Twilight: Director's Notebook
- Author: Catherine Hardwicke
- Original title: Twilight Director’s Notebook: The Story of How We Made the Movie Based on the Novel by Stephenie Meyer
- Language: English
- Genre: Non-fiction, notebook
- Publisher: Little, Brown and Company
- Publication date: 17 March 2009
- Publication place: United States
- Media type: Print (Hardcover), e-Book (Kindle)
- Pages: 176
- ISBN: 9780316070522
- LC Class: 2009922106

= Twilight: Director's Notebook =

2009 non-fiction book by Catherine Hardwicke

Twilight: Director's Notebook (also known as the Twilight Director’s Notebook: The Story of How We Made the Movie Based on the Novel by Stephenie Meyer) is a 2009 non-fiction notebook styled novel written by American filmmaker Catherine Hardwicke. The book acts a behind-the-scenes companion to the first Twilight film. It is a #1 New York Times Best seller.

== Content ==
The foreword is a short monologue by Hardwicke explaining how she first came into reading the novel and then directing the film. The novel is separated in 13 chapters, based in order of the events of the movie. The novel contains Hardwicke's annotations explaining behind-the-scenes photographs, concept art, casting decisions, and the shooting process. Once it was published, it was shelved in the Library of Congress.

== Promotion ==
The novel was used to promote Twilight's DVD and Blue-ray disc which was to be released on March 21, 2009. Announced on February 4, 2009, the novel was planned to be available for pre-order as Meyer gave it promotion on her official website. Readers could officially begin pre-ordering on February 5, 2009.
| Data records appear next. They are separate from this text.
PR #11609, opened 2022-06-13
fix(ComposedModal): close modal with esc key when no element has focus

### LINKED ISSUE #10193: [Bug]: Pressing the escape key wont close composed modal
### Package

### Browser

Chrome

### Package version

10.45.0

### Description

The composed modal won't close when you hit the escape key when you don't have any focus elements within the modal

### CodeSandbox example

https://codesandbox.io/s/dry-shadow-7o0s7?file=/src/index.js

### Steps to reproduce

1. Open the modal with the button
2. De-focus the input field (by pressing out of the textInput)
3. Hit the escape button
4. The modal does not close

### Code of Conduct

tw15egan:
Closes https://github.com/carbon-design-system/carbon/issues/10193

After doing a bit of digging between `Modal` and `ComposedModal` it seems like the `div` needs a `tabIndex` in order for `onKeyDown` events to fire.

#### Changelog

**Changed**

- Added a `tabIndex` to the outer `ComposedModal` div so that all keypress events are captured

#### Testing / Reviewing

Open `ComposedModal with State Manager` example. Open the Modal, click on the text (to lose focus from the input), and try closing the modal with the <kbd>esc</kbd> key


jnm2377 (approved):
Sorry for the late review! It's working as expected for me! 🔥

joshblack (approved):

PR #11617, opened 2022-06-14
fix(datepicker): call setDate when value is updated

tay1orjones:
[Surfaced in slack](https://ibm-studios.slack.com/archives/C2K6RFJ1G/p1655131902714149), the DatePicker wasn't setting the `value` when it was passed one. Small error using flatpickr's `set()` vs the intended `setDate()`

#### Changelog

**New**

- tests covering the use case of a controlled date picker

**Changed**

- Fix DatePicker to set `value` for flatpickr when given one

#### Testing / Reviewing

- I made a 'ForTesting' story that you can see is a simple example of controlling the input by tracking it's state change via onChange and passing new state via the 'clear' button. This should work as you would expect
- All other DatePicker stories should work as intended

Do not merge until I've removed the ForTesting story


packages/react/src/components/DatePicker/DatePicker-test.js
```diff
@@ -225,4 +227,47 @@ describe('DatePicker', () => {
...
+        </>
+      );
+    };
+
+    render(<DatePickerExample />);
+    expect(screen.getByLabelText('Date Picker label')).toHaveValue('');
+
+    userEvent.type(
+      screen.getByLabelText('Date Picker label'),
+      '01/20/1989{enter}'
```
jnm2377, line 264: woah, this is cool! never tried this one before!

jnm2377 (approved):
It's working as expected! 🔥

packages/react/src/components/DatePicker/DatePicker-test.js
jnm2377: Thanks for adding these tests!!

tw15egan (approved):
LGTM 👍 ✅

abbeyhrt (approved):

PR #11620, opened 2022-06-15
test(react): update stories to fix failing avt

abbeyhrt:
This PR updates `accessibility-checker` and resolves a violation that was showing up in some stories (but not the component itself, that seems to be good)

#### Testing / Reviewing

Make sure AVT ci check passes


joshblack (approved):

achecker.js
```diff
@@ -10,7 +10,7 @@
 const path = require('path');
 
 module.exports = {
-  ruleArchive: 'latest',
+  ruleArchive: '09June2022',
```
dakahn, line 13: we can't use `latest` anymore? is this an update on their end?

dakahn (approved):

achecker.js
joshblack: @dakahn I think when we use `latest` we run into an issue where the ruleset may change and PRs start failing all of a sudden, even with no related change 😞 

One idea was to specify the archive and then we update to the latest archive as they get released. This way, we can still stay up to date but not have to worry about our AVT job being flaky / failing unexpectedly.

PR #11623, opened 2022-06-15
docs(select): add playground story, controls

### LINKED ISSUE #11466: components/Select/next/Select.stories.js
**Checklist**

- [ ] Move `.stories.js` file out of `next` folder, or create `.stories.js` file and copy contents of `*-story.js` file over.
- [ ] Remove deprecated `knobs` package and usage.
- [ ] Ensure there is a playground story
- [ ] Add `argTypes` to playground story
- [ ] `bind()` it as a template as described in the storybook docs
- [ ] Pass `...args` to playground story, spread them on the applicable component(s)
- [ ] Remove deprecated props from being visible in controls of storybook

**Note: if the story has sub-components, document and share with @sstrubberg**

**Links & Resources**

- [DataTable example](https://github.com/carbon-design-system/carbon/pull/10999)

tay1orjones:
Closes #11466 

#### Changelog

**New**

- Add defaults for `bool` props in `Select`

**Changed**

- remove args/controls from non-playground stories
- add args and playground story
- provide defaults for controls via `args`

**Removed**

- {{removed thing}}

#### Testing / Reviewing

- Select stories should look and function, controls should only work on Playground story
- Playground story controls should function as expected when changed/interacted


joshblack (commented):
Playing around with the playground and I ran into a couple of quirks:

- When using `invalid`, I cannot set `invalidText` because it is of type `node`, trying to set it as a string breaks the playground and I have to refresh
- Same issue as above with `labelText`
- Same issue as above with `warnText`

aledavila:
Setting those 3 that @joshblack mentioned as below should fix that

`invalidText: {
      control: 'text',
 },`

tay1orjones:
@aledavila @dakahn @joshblack Fixed 👍 , also pulled out the unnecessary non-ui-impacting props as we discussed

joshblack (approved):

dakahn (approved):

PR #625, opened 2019-10-12
Enable to give None as default value for an argument

### LINKED ISSUE #486: When specifying None as a default value for an argument, the attribute panics
## 🐛 Bug Reports

### 🌍 Environment

 - Your operating system and version: Ubuntu 18.04
 - Your python version: 3.7.2
 - How did you install python (e.g. apt or pyenv)? Did you use a virtualenv?: pyenv, yes
 - Your rust version (`rustc --version`): rustc 1.36.0-nightly (af98304b9 2019-05-11)
 - Are you using the latest pyo3 version? Have you tried using latest master (replace `version = "0.x.y"` with `git = "https://github.com/PyO3/pyo3")?` I'm using 0.6.0. I haven't tried master.

### 💥 Reproducing

```rust
    #[pyclass]
    struct UUID {
    }

    #[pymethods]
    impl UUID {
        #[new]
        #[args(hex=None, bytes=None, bytes_le=None, fields=None, int=None)]
        fn new(
            obj: &PyRawObject,
            hex: Option<&str>,
            bytes: Option<Py<PyBytes>>,
            bytes_le: Option<Py<PyBytes>>,
            fields: Option<Py<PyTuple>>,
            int: Option<u64>,
        ) {}
}
```

The result is the following error:
```
error: custom attribute panicked --> src/lib.rs:17:5 | 17 | #[pymethods] | ^^^^^^^^^^^^ | = help: message: called `Option::unwrap()` on a `None` value
```

Alexander-N:
Also added some tests which show that it is not strictly necessary to provide `None` explicitly.

Closes #486

### DIFF
--- a/pyo3-derive-backend/src/pymethod.rs
+++ b/pyo3-derive-backend/src/pymethod.rs
@@ -523,11 +523,14 @@ fn impl_arg_param(
         }
     } else if arg.optional.is_some() {
         let default = if let Some(d) = spec.default_value(name) {
-            quote! { Some(#d) }
+            if d.to_string() == "None" {
+                quote! { None }
+            } else {
+                quote! { Some(#d) }
+            }
         } else {
             quote! { None }
         };
-
         quote! {
             let #arg_name = match #arg_value.as_ref() {
                 Some(_obj) => {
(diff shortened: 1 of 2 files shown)


kngwyu:
It looks ergonomic and I like this.
Thank you.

Entertainment Weekly did several promotional pieces, with releasing exclusive spreads of pages leading up to its release. For their official edition of February 2009, the magazine promoted that the edition was to feature these spreads and showcased Kristen Stewart and Robert Pattinson on the cover, as they'd also been promoting the DVD release.

In March 2009, Hardwicke had done an interview for the novel on Meyer's official site for fans. Hardwicke promoted the novel further by hosting a book signing event at Santa Monica High School on its release date.

== Reception ==
It remained on the New York Times Best Seller list for 23 weeks. The novel's reception from fan response would remain positive specifically among female filmmakers. In 2018, during a Closer Weekly interview, Hardwicke discussed how a woman approached her that because of the novel she'd been inspired to become director herself. It has been referred to as an archival source for the timeline of the film's creation.